Measuring a human hair

Today we measured the thickness of a human hair by diffraction of light.
For a double slit diffraction of a light beam, light and dark interference spots are created on a surface some distance L from the slots.
If the slots are separated by a distance d,  the distance from the center bright spot and bright spot #m is y = λL*m/d
We treat the human hair as the separation between openings and if we shine a laser at the hair, we get a corresponding diffraction pattern on a distant surface.

We placed a whiteboard 1 meter away from the hair, to simplify calculations. our λ was 680nm for a red laser. We measured the distance between the center and the 4th bright spot and got y=4.8 cm
Rearranging and plugging in we got d = 680e-9*1m*4/.048 = 5.67e-5m = 56.7 μm

My hair is on the very lower border of human hair thickness according to google. Makes you think I have alopecia or something haha

Lenses Lab

In this lab, we looked at the behavior of light through a magnifying glass which is a double convex lens.
We used a light box which illuminated a pattern on a piece of paper, and placed the magnifying glass at specific distances away from the light box, and had a blank sheet on which to project the image.

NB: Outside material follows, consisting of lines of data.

PR #398, opened 2020-12-11
Ref now get's created using CreateRef() in Log class

CybernetHacker14:
#### Describe the issue
In Log class, `s_CoreLogger` and `s_ClientLogger` are Refs, an alias for `std::shared_ptr`. However they are getting created using `std::make_shared` instead of `CreateRef()` in the Log class. This leads to code convention inconsistency.

#### PR impact

#### Proposed fix
Replaced `std::make_shared` with `CreateRef()`.

### DIFF
--- a/Hazel/src/Hazel/Core/Log.cpp
+++ b/Hazel/src/Hazel/Core/Log.cpp
@@ -5,7 +5,6 @@
 #include <spdlog/sinks/basic_file_sink.h>
 
 namespace Hazel {
-
 	Ref<spdlog::logger> Log::s_CoreLogger;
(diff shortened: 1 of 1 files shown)


LovelySanta:
This is logging code for debugging purposes, for this reason cherno did not want to tie this to anything .

peter1745:
@LovelySanta @CybernetHacker14 I believe he also kept it that way to allow us to implement or own version of shared_ptr, just like we did in Hazel-dev, which would be incompatible with spdlogs functions. Just wanted to mention that 🙂

PR #400, opened 2020-12-16
ImGuizmo Crash Fix

### LINKED ISSUE #383: Crash when changing gizmos while using them
#### Description
Found an issue, if you change gizmos while using it, it will crash

#### My fix
i fixed it by locking the changing when i use it. not the best but it works
Im opening this issue, because i know that my fix is not the best and can be improved

#### Reproduce
To Reproduce: Try moving an object and change the gizmos to rotation / scale while you're moving it

twarug:
The issue

When you change a gizmo while using it, it will crash entire engine.

- Crash when changing gizmos while using them #383

Issues this solves       | Resolves #383

Proposed fix:

Disable and Enabel ImGuizmos after gizmo change.

### DIFF
--- a/Hazelnut/src/EditorLayer.cpp
+++ b/Hazelnut/src/EditorLayer.cpp
@@ -303,8 +303,11 @@ namespace Hazel {
 		if (e.GetRepeatCount() > 0)
 			return false;
 
+		int gizmoChange = -2;
+
 		bool control = Input::IsKeyPressed(Key::LeftControl) || Input::IsKeyPressed(Key::RightControl);
 		bool shift = Input::IsKeyPressed(Key::LeftShift) || Input::IsKeyPressed(Key::RightShift);
+
 		switch (e.GetKeyCode())
 		{
 			case Key::N:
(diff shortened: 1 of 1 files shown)


LovelySanta:
I find this more of a 'workaround' than an actual fix... When you're 'using' (read as fine tuning) an ImGuizmo I assume that pressing the switch buttons is rather an accident compared to the oposite (switching intended and 'using' an accident).

For this reason I would prefer to implement it as follows, when pressing the keys, check for `ImGuizmo::IsUsing()` and only switch modes when it is not being used?

I feel like that's a cleaner solution rather than what is proposed here? Feel free to prove me wrong?

twarug:
I think that your solution is better. I decide to solve it in that way, becouse that is behaviour in Unity, wich i use a lot. I can iplement your solution? or cloase a pull request.

FahimFuad:
@twarug You can just make another commit, and the changes will be applied automatically 🙂

Hazelnut/src/EditorLayer.cpp
```diff
@@ -303,7 +303,7 @@ namespace Hazel {
 		if (e.GetRepeatCount() > 0)
 			return false;
 
-		int gizmoChange = -2;
+		bool canGizmoChange = !ImGuizmo::IsUsing();
```
LovelySanta, line 306: no need to store it as a variable, it is only used in the switch case anyway (once)

```suggestion

```

twarug: yes, but in the future can, be more conditions to change gizmo

LovelySanta: We can change it in the future then.. now it's just bloating the code...

PR #412, opened 2021-01-23
Assert single instance of ImGuiLayer

MHamiid:
Multiple instances of ImGuiLayer could be created and pushed into the Application's LayerStack, resulting in ImGui being initialized more than once in OnAttach function.

#### Proposed fix 
Assert single instance in ImGuiLayer's constructor.

### DIFF
--- a/Hazel/src/Hazel/ImGui/ImGuiLayer.cpp
+++ b/Hazel/src/Hazel/ImGui/ImGuiLayer.cpp
@@ -15,6 +15,8 @@
 
 namespace Hazel {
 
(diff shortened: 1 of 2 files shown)


LovelySanta:
Assume you would create 2 layerstacks for 2 different windows, you could add one imgui layer to each stack? I don't see a practical use, but it could be possible?

In that aspect, wouldn't it be a solution to only initialize it once? Such that the 2nd instance would still work, rather than not allowing it?

TheCherno:
Unnecessary.

PR #415, opened 2021-02-03
Fixes #380 and Removes Unused Variables in SandboxApp

### LINKED ISSUE #380: Font Paths in Hazel Breaks Sandbox Project
[Relative font paths](https://github.com/TheCherno/Hazel/commit/aab43e62129abc869d00ee508b4467bbe1c4f319#diff-b63db334a2644ff74fc7cb786b8c8fbea0b4e4219129b7a624171e8c47030499R37) that only work in the *Hazelnut* project were added to the *Hazel* library! Hazelnut compiles and runs fine but the template project *Sandbox* terminates with an error as it can't find the asset font files.

The adding of Hazelnut specific file paths into Hazel is an architectural problem. The problem code needs to be moved into Hazelnut as either a modification of the `ImGuiLayer` object, or move the font file paths into Hazelnut that would invoke a file asset manager in Hazel.

### LINKED ISSUE #414: Sandbox App crashes on boot.
#### Describe the bug
When loading the default Sandbox application, it crashes as ImGui cannot find the font file.

#### To Reproduce
1. Run the default Sandbox Application

#### Expected behavior
Run normally with the checkered background and quads.

#### Screenshots
N/A

- OS: win-64
- Version: Windows 10 home

lochnessdragon:
Since there hasn't been a major change to the Sandbox Application, I cleaned up temporary variables to orchestrate a concise and clean working environment. I also added the font files so that the Sanbox Application will run out of the box.

#### PR impact

Fixes Sandbox App Crashes on Boot       | #380 
Removes unused Sandbox App variables    | None

#### Proposed fix 
1. Copy the font file from the Hazelnut project into the Sandbox App.
2. Remove the unused variables: m_SquareVA and m_FlatColorShader

#### Additional context
Tested In:
- [x] Debug - x64
- [x] Release - x64 
- [x] Dist - x64


DaveAxiom:
This patch fixes the problem by duplicating Hazelnut's font files. I don't believe this is a proper fix because Git isn't a file repository.

LovelySanta:
> This patch fixes the problem by duplicating Hazelnut's font files. I don't believe this is a proper fix because Git isn't a file repository.

As long as we do not have a file manager, this is the only option, as the different applications do not 'share' a directory with the engine... the file mananger could work around this...

TheCherno:
This will be fixed in the future by setting the working directory programatically.

PR #423, opened 2021-02-17
Move Assets Out of the Hazel Library!

### LINKED ISSUE #380: Font Paths in Hazel Breaks Sandbox Project

DaveAxiom:
The font files included in Hazelnut's sub-project directory are initialized inside of the Hazel library. When Sandbox is run, a different working directory is used and thus, the file paths for Hazelnut are invalid.

Issues this solves       | Resolves #380
Other PRs this solves    | Closes #415, this PR doesn't duplicate files to fix the problem.

The short of it is that this PR moves a few lines from the Hazel sub-project into Hazelnut. Sandbox is left alone from this invalid path.

#### Additional context
This patch worked on my Linux development branch. Please verify this patch is valid on Windows. :)

EDIT by @LovelySanta: Updated PR layout to use closing keywords


LovelySanta (commented):
My concern is that we will have ImGui code all over the code base. For the ImGui Rendering we tried to contain this inside the `OnImGuiRendering()` function.

However, I do like the idea of moving the font loading to the EditorLayer, since this is th place where we will use it. So I was thinking of how we can remove the ImGui code while 'adding' the fonts inside the EditorLayer still. So this is what I came up with:

We have already a function `Application::GetImGuiLayer()`. The ImGuiLayer already has a theme function, called `ImGuiLayer::SetDarkThemeColors();`. My idea was to add additional functionality to the ImGuiLayer by adding a function to load a TTF font:
```cpp
void ImGuiLayer::AddFontFromFileTTF(std::string filepath, float fontSize, bool setAsDefaultFont = false)
{
  if(setAsDefaultFont)
  {
    ImGuiIO& io = ImGui::GetIO();
    io.FontDefault = io.Fonts->AddFontFromFileTTF(filepath, fontSize);
  }
  else
    ImGui::GetIO().Fonts->AddFontFromFileTTF(filepath, fontSize);
}
```

On the EditorLayer we can add the font now indirectly, same place as you did before:
```cpp
auto imGuiLayer = Application::Get().GetImGuiLayer()
imGuiLayer.AddFontFromFileTTF("assets/fonts/opensans/OpenSans-Bold.ttf", 18.0f);
imGuiLayer.AddFontFromFileTTF("assets/fonts/opensans/OpenSans-Regular.ttf", 18.0f, true);
```

This suggestion allows the custom ImGui configuration outside of the ImGuiLayer while the ImGui code itself is still contained inside the ImGuiLayer.

TheCherno:
Will be fixed as part of issue #561

PR #424, opened 2021-02-18
Replaced premake5.exe with newer version

Halbjobbit:
I wanted to play around with some C++20 features and noticed that you cannot generate C++20 solutions with the current premake binary. This also possible with the most recent release on the premake site, so I compiled it manually form the most recent commit (1b7d93e).

It just is a convenience thing for now, but helps when maybe some C++20 features are used in the future.


LovelySanta:
I'll close this as #441 will download the (latest) binaries to the correct location during the install process.

PR #110, opened 2017-05-05
[WIP] grand simplification attempt 2

o-:
This is an even more opinionated simplification attempt implementing (among other things) #104 

TODO
* parsing of arrays (needs access to the heap)
* fix all optimizations
* fix rest of examples
* fix tests
* a static differentiation between a heap extension and a heap modification would be nice!


aviralg:
I am working on this now, right from where you left off.

aviralg:
Stopped working on it. Didn't get too far. Will work on inlining instead.

PR #116, opened 2017-05-10
Add operators for sub, mult, div, mod

mhyee:
This PR adds the following operators: `- * / % < <= > >= && ||`. It also adds the unary operators `- !`.

Note that primops are no longer pure, because `/` and `%` can raise an `Eval.Division_by_zero` exception. I made this an explicit sourir exception, rather than falling back to OCaml's exception.


mhyee:
This is now ready for review.

gasche:
Ok to merge once conflicts are fixed.

We should factorize the code in the `value_op*` operations. I can do that after merging.

You are a bit too fond of `when`-guards, I think. They are a tempting feature as they read nicely, but in my experience they can often make the code more fragile than it should (they make it harder to reason about exhaustiveness of pattern-matching, see 7063e8ae13a61cb45fb23343495b202b29da3370 for example). When it is easy to use a single clause with an if/then/else inside, it is the better move.

mhyee:
Rebased. I also removed the `when`-guards in favor if `if-then-else`. Travis is running the tests right now.

FYI, there appears to be a leftover warning from your arrays work:
```
File "transform_constantfold.ml", line 125, characters 4-486:
Warning 8: this pattern-matching is not exhaustive.
Here is an example of a case that is not matched:
Decl_array (_, _)
```

gasche:
Yeah, I saw that as well, and fixed it in ongoing work. I'll sent more PRs as the simplification work progresses.

PR #114, opened 2017-05-09
Add some interesting examples from tests.ml

mhyee:
WIP,  because some of these examples are broken. From a quick glance, they appear to be bugs in sourir and not the examples.

`Fatal error: exception Assert_failure("transform_hoist.ml", 182, 6)`:
```
Example cf_01_after.sou failed!
Example cf_01_before.sou failed!
Example min_live_01_after.sou failed!
Example movedrop_01_before.sou failed!
Example movedrop_02_after.sou failed!
Example movedrop_02_before.sou failed!
Example movedrop_03_after.sou failed!
Example movedrop_03_before.sou failed!
Example movedrop_04_before.sou failed!
```

`Fatal error: exception Invalid_argument("index out of bounds")`:
```
Example cf_03_after.sou failed!
Example movedrop_04_after.sou failed!
```

`Fatal error: exception Eval.Unbound_variable("i")`:
```
Example double_loop.sou failed!
```

PR #120, opened 2017-05-12
fix a hoist_drop bug due to a fallthrough

gasche:
`Transform.remove_fallthroughs_to_label` has been removed by
f86504b38b6e1ff4d93a1bf0dfe194ef48f7a2e0, but I'm not sure why, it is
still necessary for examples/regression_without_fallthrough.sou to work.

Besides, in the case where there is a fallthrough, the assertion in `is_blocking`:

    let blocking = VarSet.mem var (required_vars instr) in
    let declared = VarSet.mem var (ModedVarSet.untyped (declared_vars instr)) in
    assert (blocking || not(declared));
    blocking

is violated: in the program

    var x = 10
    label:
    drop x

the instruction above the label (`var x = 10`) is not blocking
(it annihilates instead) but it is declaring `x`. I removed the
assertion -- I don't understand what it protects again, and it
caused an inconvenience while debugging this.

### DIFF
--- a/examples/regression_without_fallthrough.sou
+++ b/examples/regression_without_fallthrough.sou
@@ -1,0 +1,4 @@
+const x = 10
+label:
+drop x
+print 1
--- a/transform_hoist.ml
+++ b/transform_hoist.ml
@@ -1,5 +1,21 @@
 open Instr
 
+let remove_fallthroughs_to_label instrs =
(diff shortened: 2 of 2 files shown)


mhyee:
Looks like this will fix the firing asserts in #114.

mhyee (approved):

Before we could do anything, however, we needed to measure the focal length of our lens. To do this, we went outside and focused the light from the sun onto the ground until the light entering the lens was focused at a single point. The focal length was simply the height above the ground.
The focal length of our magnifying glass was found to be  f = 14 cm +/- 0.5 cm

After that, we placed the light box at various distances (object distance) from the lens, and found the image distance (where the projection on the sheet was most clear) and measured the image height on the sheet. The object height is constant and is simply the height of the printed pattern on the paper on the light source.

Object distance (cm)	Image Distance (cm)	Image Height (cm)	Object height (cm)	Magnification
5*f = 70	22.5	1	3 cm	1/3
4*f = 56	24	1.5		1/2
3*f = 42	28	2		2/3
2*f = 28	43	4.8		1.6
1.5*f = 21	85	12.5		4.2

We then tried to get an image when the light box was only 0.5*f away from the lens. We were unable to get a image to show up on the sheet at any distance. However, we are able to see a very clear virtual image by looking through the lens from any point.

Concave and convex mirrors

In this lab, we looked at reflected images in concave and convex mirrors.

In a convex mirror, (curved outward) objects appear smaller than normal and warped. This stays the same regardless of where the object is in relation to the mirror.

In a concave mirror, however, interesting things happen. Close to the mirror, objects look much bigger than normal. This happens at distances closer than the focal length of the mirror. When the object is moved farther away, the image inverts and appears to shrink.

After observing the concave and convex mirrors, we constructed ray diagrams and calculated magnification.

From the ray diagrams, we measured the object and the image height in order to calculate magnification, which is M = obj height / img height.
For the convex mirror, the theoretical magnification was 1.25/.25 = 5
For the concave mirror, it was negative 5 because the image is upside-down. (the rays don't intersect properly because the focal point isn't placed quite right)